Task description:
Collect every line below that contains the word "could".

Source data

PR #738, opened 2025-06-30
New on-disk trace format: Supports streaming write and lazy loading.

lev-serebryakov-jetbrains:
It doesn't support streaming write from multiple threads yet.

Documentation will be added later today or tomorrow.


src/jvm/main/org/jetbrains/kotlinx/lincheck/tracedata/Serialization.kt
```diff
@@ -12,261 +12,343 @@ package org.jetbrains.kotlinx.lincheck.tracedata
...
+
+    /**
+     * Must be called when the method call is ended and the call stack is popped.
+     *
+     * @param callTracepoint tracepoint popped from the call stack.
+     */
+    fun callEnded(callTracepoint: TRMethodCallTracePoint)
+
+    /**
+     * Must be called when trace is finished
```
ndkoval: What should happen if the program gets aborted while collecting the trace?

src/jvm/main/org/jetbrains/kotlinx/lincheck/tracedata/SerDesCommon.kt
```diff
@@ -0,0 +1,180 @@
+/*
```
ndkoval: Please consider renaming the file to `SerializationCommon`.

src/jvm/main/org/jetbrains/kotlinx/lincheck/tracedata/Serialization.kt
lev-serebryakov-jetbrains: File (and especially index!) will be unfinished. Now there is no recovery for this condition, but I'll add ability to read such files together with multithread support.

src/jvm/main/org/jetbrains/kotlinx/lincheck/tracedata/SerDesCommon.kt
lev-serebryakov-jetbrains: But it is not only Serialization! :-)

ndkoval: Serialization implies deserialization.

lev-serebryakov-jetbrains: Done.

trace/README.md
```diff
@@ -0,0 +1,380 @@
...
+
+ These objects are called «reference objects» or «thread-independent objects»
+in this document, and these names are used interchangeably.
+
+ Binary storage format follows this principle and makes the best effort to store 
+all such entities only once, no matter how many other entities reference them.
+
+ To allow on-the-fly writing («streaming») of trace, a binary format doesn't group
+all reference data in one place like the header or footer of the file but intermixes
+it with trace points as needed.
```
eupp, line 29: I wonder why this approach was chosen instead of storing the reference data in header/footer or in a separate file altogether. Even with streaming approach, the reference data can be saved all-at-once at the end of tracing (e.g., in some `finally` block), either in the footer of the file or in some separate file.  

It would solve problems with races mentioned in this document later. And IMO if "reference" data and trace points are stored separately, it makes the whole format  cleaner.

trace/README.md
```diff
@@ -0,0 +1,380 @@
...
+  the data file. These offsets point to places from which corresponding object, starting with
+  object kind, can be read without additional calculations. API checks consistency between
+  index and data file and reports an error when the kind or id of the object in the data file 
+  is not equal to the corresponding kind and/or id in the index cell. In such cases the index
+  is thought to be broken and discarded. **End offset** is not used for such objects and ignored.
+
+- For containers (which are all thread-dependent now) the **start offset** points right
+  after a fixed header object of the container (to the first byte of its variable-size content).
+  **End offset** points to last byte of content, right before `TRACEPOINT_FOOTER` on-disk object.
+  Both of these offsets are *logical*, as opposed to *physical* offsets of other cells. It means
```
eupp, line 224: It's not clear from the document how the logical positions can be converted to physical. 

Is there any index that stores all thread blocks physical offsets? 
Otherwise, what is an intended way to collect all thread blocks into a single stream of thread's trace points?

trace/src/main/org/jetbrains/lincheck/trace/AtomicBitmap.kt
```diff
@@ -0,0 +1,66 @@
...
+        do {
+            val b = bitmap.get()
+            // Another thread was faster
+            if (b.length() > idx) return
+
+            val newLen = max(idx + 1, b.length() + b.length() / 2)
+            val newB = AtomicLongArray(newLen)
+            for (i in 0..< b.length()) {
+                newB.lazySet(i,b.get(i))
+            }
```
eupp: Not sure that the resizing operation is linearizable w.r.t. concurrent `set` operations. 
The problem, I think, is that  copying the current bitmap in the loop could potentially lost some concurrent updates.  

For instance, imagine you copying the bitmap of 4 longs, and first 2 longs were already copied. 
At the same time, concurrent `set` changes the 0-bit of the first long. This update will be lost after successfull CAS of the `bitmap`.

trace/src/main/org/jetbrains/lincheck/trace/Printing.kt
```diff
@@ -29,8 +38,26 @@ private fun printTRPoint(output: PrintStream, node: TRTracePoint, depth: Int, ve
     output.print(" ".repeat(depth * 2))
     output.println(node.toText(verbose))
     if (node is TRMethodCallTracePoint) {
-        node.events.forEach {
-            printTRPoint(output, it, depth + 1, verbose)
+        var unloaded = 0
+        node.events.forEach { event ->
+            if (event == null) {
```
eupp, line 43: IDEA reports `event == null` is always false.

trace/src/main/org/jetbrains/lincheck/trace/Deserialization.kt
```diff
@@ -0,0 +1,771 @@
...
+import kotlin.io.path.Path
+
+private const val INPUT_BUFFER_SIZE: Int = 16 * 1024 * 1024
+
+private typealias CallStack = MutableList<TRMethodCallTracePoint>
+private typealias TracePointReader = (DataInput, TraceContext, CodeLocationsContext) -> Boolean
+
+private interface TracepointConsumer {
+    fun tracePointRead(parent: TRMethodCallTracePoint?, tracePoint: TRTracePoint)
+    fun footerStarted(tracePoint: TRMethodCallTracePoint) = Unit
```
eupp: IMO, simply:

```kotlin
fun footerStarted(tracePoint: TRMethodCallTracePoint) {}
```

is clearer

trace/src/main/org/jetbrains/lincheck/trace/Deserialization.kt
```diff
@@ -0,0 +1,771 @@
...
+    init {
+        require(start >= 0) { "start must be non-negative" }
+        require(start < end)  { "block cannot be empty" }
+        require(aaccDataSize >= 0) { "accumulated data size cannot be negative" }
+        physicalStart = start
+        physicalEnd = end
+        accDataSize = aaccDataSize
+    }
+
+    fun coversPhysicalOffset(offset: Long): Boolean = offset in physicalStart ..<physicalEnd
```
```suggestion
    fun coversPhysicalOffset(offset: Long): Boolean = offset in physicalStart ..< physicalEnd
```

trace/src/main/org/jetbrains/lincheck/trace/Deserialization.kt
```diff
@@ -0,0 +1,771 @@
...
+
+    fun coversLogicalOffset(offset: Long): Boolean = offset in logicalDataStart ..<logicalDataStart + dataSize
```
```suggestion
    fun coversLogicalOffset(offset: Long): Boolean = offset in logicalDataStart ..< logicalDataStart + dataSize
```

trace/src/main/org/jetbrains/lincheck/trace/Deserialization.kt
```diff
@@ -0,0 +1,771 @@
...
+
+private interface BlockConsumer {
+    fun blockStarted(threadId: Int) = Unit
+    fun blockEnded(threadId: Int) = Unit
+}
+
+private class DataBlock(
+    start: Long,
+    end: Long,
+    aaccDataSize: Long
```
eupp: What does `aacc` stands for?

trace/src/main/org/jetbrains/lincheck/trace/Deserialization.kt
```diff
@@ -0,0 +1,771 @@
...
+        }
+    }
+}
+
+private fun loadTracePointDeep(
+    input: DataInput,
+    context: TraceContext,
+    codeLocs: CodeLocationsContext,
+    stack: CallStack,
+    consumer: TracepointConsumer
```
eupp, line 658: BTW, why not using Kotlin's `Stream`-s instead of consumer interfaces?

trace/src/main/org/jetbrains/lincheck/trace/Deserialization.kt
```diff
@@ -0,0 +1,771 @@
...
+        require(count in 1 .. parent.events.size - from) { "Count $count must be in range 1..${parent.events.size - from}" }
+
+        data.seek(calculatePhysicalOffset(parent.threadId, parent.getChildAddress(from)))
+        loadTracePoints(parent.threadId, count,this::readTracePointWithChildAddresses) { idx, tracePoint, _ ->
+            parent.loadChild(idx + from, tracePoint)
+        }
+
+    }
+
+    private fun loadTracePoints(threadId: Int, maxRead: Int, reader: () -> TRTracePoint, consumer: (Int, TRTracePoint, Long) -> Unit) {
```
eupp: The type of `consumer: (Int, TRTracePoint, Long) -> Unit` is not clear from the context. 
What are `Int` and `Long` components denote?

Maybe worth introducing class with proper field names instead of triple `(Int, TRTracePoint, Long)`?

trace/src/main/org/jetbrains/lincheck/trace/Deserialization.kt
```diff
@@ -0,0 +1,771 @@
...
+            parent.loadChild(idx, tracePoint)
+        }
+
+        val actualFooterPos = data.position() - 1 // 1 is size of object kind
+        check(actualFooterPos == calculatePhysicalOffset(parent.threadId, positions.second)) {
+            "Input contains broken data: expected Tracepoint Footer for event ${parent.eventId} at position ${positions.second}, got $actualFooterPos"
+        }
+    }
+
+    fun loadChild(parent: TRMethodCallTracePoint, childIdx: Int) = loadChildrenRange(parent, childIdx, 1)
```
eupp: For `Unit`-return methods, it's better to wrap the body into `{ ... }` instead of using `= ...`. 
Or, at least, add a return type `: Unit` annotation explicitly.

src/jvm/test/org/jetbrains/kotlinx/lincheck_test/util/TRPlayground.kt
```diff
@@ -0,0 +1,27 @@
...
+import org.jetbrains.kotlinx.lincheck.tracedata.LazyTraceReader
+import org.jetbrains.lincheck.trace.TRACE_CONTEXT
+import org.jetbrains.lincheck.trace.TRMethodCallTracePoint
+import org.jetbrains.lincheck.trace.printRecorderTrace
+
+fun main(args: Array<String>) {
+    // val (context, trace) = loadRecordedTrace(FileInputStream("C:\\home\\lev\\Projects\\kotlinx.collections.immutable\\core\\output.bin"))
+
+    val context = TRACE_CONTEXT
+    val reader = LazyTraceReader("C:\\home\\lev\\dada\\FundsTest_testTransfers1056732866102702014.bin")
```
eupp: Better replace the actual path with some placeholder.

src/jvm/test/org/jetbrains/kotlinx/lincheck_test/util/TRPlayground.kt
```diff
@@ -0,0 +1,27 @@
...
+
+package org.jetbrains.kotlinx.lincheck_test.util
+
+import org.jetbrains.kotlinx.lincheck.tracedata.LazyTraceReader
+import org.jetbrains.lincheck.trace.TRACE_CONTEXT
+import org.jetbrains.lincheck.trace.TRMethodCallTracePoint
+import org.jetbrains.lincheck.trace.printRecorderTrace
+
+fun main(args: Array<String>) {
+    // val (context, trace) = loadRecordedTrace(FileInputStream("C:\\home\\lev\\Projects\\kotlinx.collections.immutable\\core\\output.bin"))
```
eupp: Should the commented code be removed?

trace/src/main/org/jetbrains/lincheck/trace/Deserialization.kt
```diff
@@ -0,0 +1,771 @@
...
+
+    private companion object {
+        fun wrapStream(input: InputStream?): DataInputStream? {
+            if (input == null) return null
+            return DataInputStream(input.buffered(INPUT_BUFFER_SIZE))
+        }
+    }
+}
+
+fun loadRecordedTrace(inp: InputStream): Pair<TraceContext, List<TRTracePoint>> {
```
eupp: Worth adding a data class with proper field names instead of  `Pair<TraceContext, List<TRTracePoint>>`

src/jvm/main/org/jetbrains/kotlinx/lincheck/tracerecorder/TraceCollectingEventTracker.kt
```diff
@@ -75,7 +74,7 @@ private class ThreadData(
 }
 
 enum class TraceCollectorOutputType {
-    BINARY, TEXT, VERBOSE
+    BINARY, `BINARY-MEM`, TEXT, VERBOSE
```
eupp: What does `BINARY-MEM` stands for?

Why not simply `BINARY_MEM`?

trace/README.md
eupp: Discussed: we want (?) to support "hard" crash scenario, and thus need to support on-the-fly backup of reference data.

trace/README.md
lev-serebryakov-jetbrains: Yep, all data blocks are published to index, it is described in document («For *data blocks*, the **start offset** points to the beginning of corresponding `BLOCK_START`...»).

trace/src/main/org/jetbrains/lincheck/trace/AtomicBitmap.kt
lev-serebryakov-jetbrains: You are right, it is possible. I'll fix that

trace/README.md
lev-serebryakov-jetbrains: To support hard crashes.

trace/src/main/org/jetbrains/lincheck/trace/Printing.kt
lev-serebryakov-jetbrains: It is very strange. It doesn't for me... And it could be null, as `evenyts` property has type `List<TRTracePoint?>`.

src/jvm/test/org/jetbrains/kotlinx/lincheck_test/util/TRPlayground.kt
lev-serebryakov-jetbrains: Of course! My bad.

src/jvm/test/org/jetbrains/kotlinx/lincheck_test/util/TRPlayground.kt
lev-serebryakov-jetbrains: It is example of two APIs, to switch between them quickly. It is playground for quick debugging, I'm not sure it should be code-style-proof.

trace/src/main/org/jetbrains/lincheck/trace/Deserialization.kt
lev-serebryakov-jetbrains: Ok!

src/jvm/main/org/jetbrains/kotlinx/lincheck/tracerecorder/TraceCollectingEventTracker.kt
lev-serebryakov-jetbrains: I need to add documentation, yes. `BINARY-MEM` is strategy to collect-and-dump, as opposite to `BINARY` which is «streaming» API. I don't like `_` in configs, so I choose to use `-`. 
I'm open to better name for this mode, I don't like `binary-mem` much, to be honest.

trace/src/main/org/jetbrains/lincheck/trace/AtomicBitmap.kt
```diff
@@ -0,0 +1,79 @@
...
+        if (chunk >= chunkCount) {
+            resizeBitmap(chunk)
+        }
+
+        val ch = bitmap.get(chunk)
+        do {
+            val value = ch.get(idx)
+            val newValue = value or bit
+        } while (ch.compareAndSet(idx, value, newValue))
+    }
```
eupp, line 69: Missed empty line.

src/jvm/main/org/jetbrains/kotlinx/lincheck/tracerecorder/TraceCollectingEventTracker.kt
```diff
@@ -74,23 +73,55 @@ private class ThreadData(
...
+     * without code locations.
+     */
+    TEXT,
+
+    /**
+     * Collect full trace in memory and print it as text to the output file,
+     * with code locations.
+     */
+    VERBOSE
 }
```
eupp, line 110: What about the following naming?:
```kotlin
enum class TraceCollectorMode { 
    BINARY_STREAMING,
    BINARY_DUMP,
    TEXT,
    TEXT_VERBOSE,
}
```

`_` can be changed to `-`

src/jvm/main/org/jetbrains/kotlinx/lincheck/tracerecorder/TraceCollectingEventTracker.kt
eupp: > BINARY-MEM is strategy to collect-and-dump, as opposite to BINARY which is «streaming» API

Left a comment below with a proposal.

>  I don't like _ in configs, so I choose to use -.

By configs, you mean the way it is passed from CLI, as `binary-mem` ?
If so, then I think the enum entry name is not necessarily should correspond to the way it is passed from CLI or other configs. For instance, you can just modify the `toTraceCollectorOutputType()` method implementation, or override `TraceCollectorMode.toString()`, etc. 

IMO, for enum class name it is better to use underscore `BINARY_MEM`, because otherwise we need to wrap the name into quotation everywhere, which is less convenient.

trace/src/main/org/jetbrains/lincheck/trace/Deserialization.kt
lev-serebryakov-jetbrains: aAccumulatedDataSize

trace/src/main/org/jetbrains/lincheck/trace/Deserialization.kt
lev-serebryakov-jetbrains: TracepointConsumer is more complicated than 1 method

trace/src/main/org/jetbrains/lincheck/trace/Deserialization.kt
lev-serebryakov-jetbrains: Create class instances to pass 3 arguments? I don't like this idea at all... I can create proper interface with one method to name parameters.

src/jvm/main/org/jetbrains/kotlinx/lincheck/tracerecorder/TraceCollectingEventTracker.kt
lev-serebryakov-jetbrains: I don't like that `binary_streaming` is very long...

src/jvm/main/org/jetbrains/kotlinx/lincheck/tracerecorder/TraceCollectingEventTracker.kt
```diff
@@ -74,23 +73,55 @@ private class ThreadData(
...
+     * It is the default mode if a parameter is not passed or cannot be
+     * recognized.
+     */
+    BINARY,
+
+    /**
+     * Collect full trace in the memory and dump to the output file at the end
+     * of the run.
+     */
+    `BINARY-MEM`,
```
harrytmthy: Q: Is there a reason for naming this enum entry \`BINARY-MEM\` using backticks?

Using a hyphen requires quoting and makes usage awkward:

```kotlin
TraceCollectorMode.`BINARY-MEM`
```

Why not renaming it to `BINARY_MEM` or `BUFFERED_BINARY` for consistency with enum naming conventions and easier usage in code?

lev-serebryakov-jetbrains: It is refactored already.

Reply to the task:
The problem, I think, is that  copying the current bitmap in the loop could potentially lost some concurrent updates.  
lev-serebryakov-jetbrains: It is very strange. It doesn't for me... And it could be null, as `evenyts` property has type `List<TRTracePoint?>`.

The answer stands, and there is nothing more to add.